### TASK DETAILS
Please copy each line of the records below that holds the word "patch".

### ENTRIES SUPPLIED
· · ·

PR #214, opened 2021-02-18
MGMT-3662 Add OLM operators monitoring

machacekondra:
This patch add OLM operators monitoring.


machacekondra:
@pkliczewski @masayag @jakub-dzon @jordigilh @YuviGold @tsorya You can take a look, the patch is not yet ready, as waiting for the backend side, but in general the flow is there.

src/assisted_installer_controller/assisted_installer_controller.go
```diff
@@ -538,6 +544,60 @@ func (c controller) addRouterCAToClusterCA() bool {
...
+			ret = append(ret, olms[string(operator.OperatorType)])
+		}
+	}
+	return ret, nil
+}
+
+// TODO: remove
+func updateStatus(olm OLMOperator, phase string) {
+	olm.status = phase
+	olms[olm.name] = olm
```
pkliczewski, line 580: What about keeping track of conditions as well? It could be helpful to show users more information about potential failure.

src/inventory_client/inventory_client.go
```diff
@@ -220,6 +222,18 @@ func (c *inventoryClient) GetCluster(ctx context.Context) (*models.Cluster, erro
...
 
+// TODO: change when appropriate method ready
+func (c *inventoryClient) GetClusterOLM(ctx context.Context) (*models.Operators, error) {
+	cluster, err := c.ai.Installer.GetCluster(ctx, &installer.GetClusterParams{ClusterID: c.clusterId})
+	if err != nil {
+		return nil, aserror.GetAssistedError(err)
+	}
+
+	operators := &models.Operators{}
+	json.Unmarshal([]byte(cluster.Payload.Operators), operators)
```
pkliczewski, line 233: would be good to handle unmarshalling error here.

src/assisted_installer_controller/assisted_installer_controller.go
```diff
@@ -538,6 +544,60 @@ func (c controller) addRouterCAToClusterCA() bool {
...
+}
+
+func (c controller) waitForOLMOperators() bool {
+	c.log.Infof("Checking OLM operators")
+	opeartors, _ := c.getOLMOperators()
+	if len(opeartors) == 0 {
```
pkliczewski, line 586: Would be good to add operator status based exit criteria so we won't wait till the timeout occurs.

src/assisted_installer_controller/assisted_installer_controller.go
machacekondra: In current API design, there are `status` and `status_info` parameters. The `status` would reflect the `phase` and the `status_info` could reflect `message` from CSV's `status.message`. We could also store the conditions. But I think the only reason we store those informations is to decide whether the cluster should be "Succeeded" or "Degraded", not sure we need on the assisted service side to know all the conditions of the CSV. But definitelly it would be nice to log them.

src/assisted_installer_controller/assisted_installer_controller.go
machacekondra: Well, it is. The `getOLMOperators` returns only operattors which are `enabled` and are not in `Succeeded` state. So we monitor only CSVs which are not in `Succeeded` state. But we could actually improve to also check for failures, and don't monitor the CSV which end in failed state.

src/assisted_installer_controller/assisted_installer_controller.go
masayag: The status will be a translation of each operator (olm, cvo, co) status to a common status as the assisted-service will declare.
I think storing the condition will be too much information. The status_info will report the message for failed conditions or progress for cvo.

src/assisted_installer_controller/assisted_installer_controller.go
```diff
@@ -538,6 +544,60 @@ func (c controller) addRouterCAToClusterCA() bool {
...
+		return true
+	}
+	for _, olm := range opeartors {
+		csv, err := c.kc.GetCSV(olm.namespace, olm.name)
```
masayag, line 590: I think that in case of a failure to obtain CSV for an operator, it status should be reported.

src/assisted_installer_controller/assisted_installer_controller.go
```diff
@@ -538,6 +544,60 @@ func (c controller) addRouterCAToClusterCA() bool {
 
 }
 
+// TODO: remove
+type OLMOperator struct {
+	name      string
+	namespace string
+	enabled   bool
```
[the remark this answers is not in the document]
machacekondra: Well, you can have for example:
`
CNV: false
OCS: true
LSO: true
`

src/assisted_installer_controller/assisted_installer_controller.go
```diff
@@ -538,6 +544,60 @@ func (c controller) addRouterCAToClusterCA() bool {
...
+	status    string
```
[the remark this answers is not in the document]
machacekondra: This is just a temp struct used for local testing before monitoring API is done. It will be removed when operator API is implemented.

src/assisted_installer_controller/assisted_installer_controller.go
machacekondra: Should be reported in the `status_info` attribute?

masayag: yes, the status will indicate that the installation is either in progress or failed - not sure CSV can be created later certain time.
and the status_info will detail that it is due to lack of CSV resource.

src/assisted_installer_controller/assisted_installer_controller.go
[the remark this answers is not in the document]
masayag: this struct should specific the operators that should be installed on the cluster.
If they are specified - they are expected to exist. therefore the 'enabled' can be spared.

src/assisted_installer_controller/assisted_installer_controller.go
jordigilh: s/opeartors/operators

src/assisted_installer_controller/assisted_installer_controller.go
```diff
@@ -538,6 +544,60 @@ func (c controller) addRouterCAToClusterCA() bool {
...
+
+// TODO: remove
+func updateStatus(olm OLMOperator, phase string) {
+	olm.status = phase
+	olms[olm.name] = olm
+}
+
+func (c controller) waitForOLMOperators() bool {
+	c.log.Infof("Checking OLM operators")
+	opeartors, _ := c.getOLMOperators()
```
jordigilh, line 585: same here,
s/opeartors/operators

src/assisted_installer_controller/assisted_installer_controller.go
```diff
@@ -538,6 +544,60 @@ func (c controller) addRouterCAToClusterCA() bool {
...
+	if len(opeartors) == 0 {
+		return true
+	}
+	for _, olm := range opeartors {
+		csv, err := c.kc.GetCSV(olm.namespace, olm.name)
+		if err != nil {
+			c.log.WithError(err).Warnf("Failed to get %s", olm.name)
```
jordigilh, line 592: Shouldn't you `continue` the execution in case of error? I am not sure that the `csv` object could be considered correct, it might be even nil, in which case the next call to get the `csv.Status.Phase` should cause a panic. WDYT?

src/assisted_installer_controller/assisted_installer_controller.go
```diff
@@ -538,6 +544,60 @@ func (c controller) addRouterCAToClusterCA() bool {
...
+		}
+		// TODO: c.ic.UpdateClusterOLM(context.TODO(), csv.name)
+		updateStatus(olm, string(csv.Status.Phase)) // TODO: remove
+		c.log.Infof("CSV %s is in status %s.", olm.name, csv.Status.Phase)
+	}
+	return false
```
jordigilh, line 598: I'm confused why are you returning `false` here. I'd expect the return value to depend on the status of the CSV of all operators: if all CSVs have a succeeded state, then the return should be true so that the call in line 293 will continue successfully, else false.
If I'm reading this correctly, this will always return `false` regardless of the status of the CSVs, and only `true` when there are no OLM operators to install.

src/assisted_installer_controller/assisted_installer_controller.go
machacekondra: Good catch, thanks. Maybe we can actually update the status with some error state and not `continue`. Let's see how the end design with status field will look like.

src/assisted_installer_controller/assisted_installer_controller.go
machacekondra: Actually this condition is handled on line 587. `getOLMOperators` should return operators which are still installing, and if there are all in succeded state, we return `true`. If there are some operators not yet in `Succeeded` state we return false and timeout eventually if needed.

jordigilh: Maybe rename `getOLMOperators` to `getPendingOLMOperators` or something more meaningful? If `getOLMOperators` return values depend on the status of the CSV, the current name might lead to confusion to think that the output of the command will always return the list of selected operators (as I wrongly expected), regardless of their deployment status. WDYT?

machacekondra: Makes sense, thanks for review.

src/utils/utils.go
```diff
@@ -247,3 +248,52 @@ func IsVersionLessThan47(openshiftVersion string) (bool, error) {
...
+func CsvStatusToOperatorStatus(csvStatus string) models.OperatorStatus {
+	switch csvStatus {
+	case "Succeeded":
+		return models.OperatorStatusAvailable
+	case "Failed":
+		return models.OperatorStatusFailed
+	default:
+		return models.OperatorStatusProgressing
+	}
+}
```
YuviGold, line 261: Can we use CSVPhase constants? 
https://github.com/operator-framework/api/blob/718d279192d30713e6e07a8833a256d27e0c33d4/pkg/operators/v1alpha1/clusterserviceversion_types.go#L327-L348

src/utils/utils.go
```diff
@@ -247,3 +248,52 @@ func IsVersionLessThan47(openshiftVersion string) (bool, error) {
...
+func UnmarshallOperators(operatorsJson string) ([]*models.MonitoredOperator, error) {
+	operators := make([]*models.MonitoredOperator, 0)
+	if operatorsJson != "" {
+		if err := json.Unmarshal([]byte(operatorsJson), &operators); err != nil {
+			return nil, err
+		}
+	}
+
+	return operators, nil
+}
```
YuviGold, line 299: can be removed

go.mod
```diff
@@ -39,10 +41,13 @@ require (
 
 replace (
 	github.com/metal3-io/baremetal-operator => github.com/openshift/baremetal-operator v0.0.0-20200715132148-0f91f62a41fe // Use OpenShift fork
+	github.com/openshift/api => github.com/openshift/api v0.0.0-20210208192252-670ac3fc997c
+	github.com/openshift/assisted-service => github.com/YuviGold/assisted-service v0.0.0-20210302151747-cb00cbfadaa0
+	github.com/openshift/hive/pkg/apis => github.com/carbonin/hive/pkg/apis v0.0.0-20210209195732-57e8c3ae12d1
```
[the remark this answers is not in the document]
machacekondra: The replacements was already merged here: https://github.com/openshift/assisted-installer/pull/228/files#diff-33ef32bf6c23acb95f5902d7097b7a1d5128ca061167ec0716715b0b9eeaa5f6R42

src/assisted_installer_controller/assisted_installer_controller.go
```diff
@@ -537,6 +544,78 @@ func (c controller) addRouterCAToClusterCA() bool {
...
+		monitoredOperator, err := c.ic.GetClusterMonitoredOperator(context.TODO(), c.ClusterID, operator.Name)
+		if err != nil {
+			return ret, err
+		}
+		if monitoredOperator.Status != models.OperatorStatusAvailable && monitoredOperator.Status != models.OperatorStatusFailed {
+			ret = append(ret, operator)
+		}
+	}
+	return ret, nil
+}
```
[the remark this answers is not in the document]
machacekondra: Yes, the logic is:
```
1) Query monitored OLM operators from assisted-service
2 a) For those who are progressing - check the CSV status and update the OLM operator status in assisted-service accordingly.
2 b)For the rest(available, failed) don't do anything.
3) If all operators are either failed or available end the waiting.
     
```

src/assisted_installer_controller/assisted_installer_controller.go
```diff
@@ -537,6 +544,78 @@ func (c controller) addRouterCAToClusterCA() bool {
...
+		if err != nil {
+			c.log.WithError(err).Warnf("Failed to get subscription of operator %s", operatorName)
+			continue
+		}
+
+		csv, err := c.kc.GetCSV(csvName, operatorNamespace)
+		if err != nil {
+			c.log.WithError(err).Warnf("Failed to get %s", operator.Name)
+			continue
+		}
```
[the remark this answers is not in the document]
machacekondra: From `assisted-installer` point of view we know only some abstract kind of name like: `cnv`, `ocs` or `lso`. But we have no idea what's subscription name or the CSV name. So we have a mapping method which maps names like `cnv`, `lso`, to the [subscription name](https://github.com/openshift/assisted-service/blob/master/internal/operators/lso/utils.go#L16). And from the subscription name we can latter know the actual CSV name. I think we should extract the subscription name to some public API, or at least don't store it in internal package in `asssisted-service`, so it can be used in `assisted-installer` code, and we don't have to duplicate it `GetSubscriptionNameAndNamespace` method.

src/utils/utils.go
```diff
@@ -247,3 +248,52 @@ func IsVersionLessThan47(openshiftVersion string) (bool, error) {
...
+func GetOLMNameAndNamespace(name string) (string, string, error) {
+	switch name {
+	case "lso":
+		return "local-storage-operator", "openshift-local-storage", nil
+	case "ocs":
+		return "ocs-operator", "openshift-storage", nil
+	default:
+		return "", "", errors.Errorf("No such operator %s found", name)
+	}
+}
```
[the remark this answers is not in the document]
machacekondra: I think I can't because it's not used really: https://github.com/openshift/assisted-service/blob/master/internal/operators/lso/utils.go#L17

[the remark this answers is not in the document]
machacekondra: That's actually one of the issue I've mentioned above we should fix in some follow-up PR.

src/assisted_installer_controller/assisted_installer_controller.go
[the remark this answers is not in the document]
YuviGold: That's fine. I was thinking this function is running each interval of the loop. So I wasn't expecting any changes from the service side regarding the OLM statuses.

src/utils/utils.go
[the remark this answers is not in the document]
YuviGold: We should fix that on the service side. But this is the API that should be used. We can change "prefix_name" to "subscription name" if you think it's more suitable :)

src/assisted_installer_controller/assisted_installer_controller.go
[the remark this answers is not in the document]
YuviGold: Same API as from the other comment https://github.com/openshift/assisted-installer/pull/214#discussion_r590033931

src/utils/utils.go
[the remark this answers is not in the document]
machacekondra: `prefix_name` is fine, but for me it wasn't clear even from the documentation of that attribute, so documenting it better would be a way to solve it as well :)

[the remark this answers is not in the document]
machacekondra: I will work on the API for that, so will put WIP to this patch, and I will rework based on the API.

machacekondra:
After the installation with OLM enabled, the status is properly updated:
```
{
      "cluster_id": "c14a8792-3906-4f00-8067-0bbe0e5477cc",
      "name": "lso",
      "namespace": "openshift-local-storage",
      "operator_type": "olm",
      "status": "available",
      "status_info": "install strategy completed with no errors",
      "status_updated_at": "0001-01-01T00:00:00.000Z",
      "subscription_name": "local-storage-operator",
      "timeout_seconds": 4200
    }
  "status": "installed",
  "status_info": "installed",
```

YuviGold (approved):
LGTM

YuviGold:
Resolves also:
* Reports Console status https://issues.redhat.com/browse/MGMT-4207 
* Reports CVO status https://issues.redhat.com/browse/MGMT-4206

· · ·

### PROBLEM SOLUTION
This patch add OLM operators monitoring.
@pkliczewski @masayag @jakub-dzon @jordigilh @YuviGold @tsorya You can take a look, the patch is not yet ready, as waiting for the backend side, but in general the flow is there.
machacekondra: I will work on the API for that, so will put WIP to this patch, and I will rework based on the API.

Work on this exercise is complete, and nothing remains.